Preconditioning the Conjugate Gradients algorithm

We follow some of the strategies outlined earlier and consider a symmetric preconditioning method. Assume we have a matrix $C$ such that $CA{C}^T$ has good convergence properties for CG, e.g., a smaller condition number.

$CA{C}^T$ is SPD if $C$ is non-singular. This is a key property to ensure that CG applies.

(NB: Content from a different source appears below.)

PR #8073, opened 2026-03-23
Update tar version to avoid CVE-2026-33056

r0x0d:
## Summary

We received a CVE report in downstream builds for tar <= 0.4.44 and the fix is present in >= 0.4.45, and to avoid the version being stuck on an old version, this patch updates the Cargo.toml to have tar >= 0.4.45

We now consider solving the modified linear system using CG:

$$CA{C}^{T}y=Cb,x=C^{T}y.$$

Here is a possible implementation that follows directly the CG algorithm:

$$\begin{array}{rl}{q}^{(k)}& =CA{C}^T{p}^{(k)}\\ {\mu }_k& =\frac{\Vert s^{(k-1)}{\Vert }_2^2}{(p^{(k)}{)}^T{q}^{(k)}}\\ y^{(k)}& =y^{(k-1)}+{\mu }_k{p}^{(k)}\\ s^{(k)}& =s^{(k-1)}-{\mu }_k{q}^{(k)}\\ {\tau }_k& =\frac{\Vert s^{(k)}{\Vert }_2^2}{\Vert s^{(k-1)}{\Vert }_2^2}\\ p^{(k+1)}& =s^{(k)}+{\tau }_k{p}^{(k)}\end{array}$$

This implementation is cumbersome because of the need to multiply by $C$ and $C^T$. Typically, preconditioners are of the form $M=C^{T}C$, and we consider $MA$ as the new matrix. With this form, we are only required to be able to multiply by $M$, not $C$ and $C^T$.

The preconditioned CG algorithm allows getting rid of $C$ in favor of $M$ only. This is a significant simplification in the implementation.

PCG is equivalent to the algorithm written above but does the algebra slightly differently to avoid the appearance of $C$.

Krylov subspace

The reason why $C$ can be avoided can be traced back to how the Krylov subspace is constructed.

When using $CA{C}^T$, in the Krylov subspace, we use powers of $CA{C}^T$ and we get:

$$(CA{C}^T{)}^k=CA(C^{T}CA{)}^{k-1}{C}^T=CA(MA{)}^{k-1}{C}^T$$

We can make this even cleaner with

$$C^T(CA{C}^T{)}^{k}Cb=C^{T}CA(MA{)}^{k-1}{C}^{T}Cb=(MA{)}^{k}Mb$$

Only $M$ appears!

In terms of the Krylov subspace, we can write:

$$\mathcal{K}(CA{C}^T,Cb,k)=\text{span}\{Cb,CA{C}^{T}Cb,(CA{C}^T{)}^{2}Cb,\dots ,(CA{C}^T{)}^{k-1}Cb\}$$

Multiply by $C^T$ and we get a sequence with $MA$ and $b$ only:

$$C^T\mathcal{K}(CA{C}^T,Cb,k)=\text{span}\{Mb,MAMb,(MA{)}^{2}Mb,\dots ,(MA{)}^{k-1}Mb\}$$

This seems promising. We can construct a Krylov subspace with $M$ only.

Note that since we require $M=C^{T}C$, with $C$ non-singular, the preconditioner $M$ must be SPD.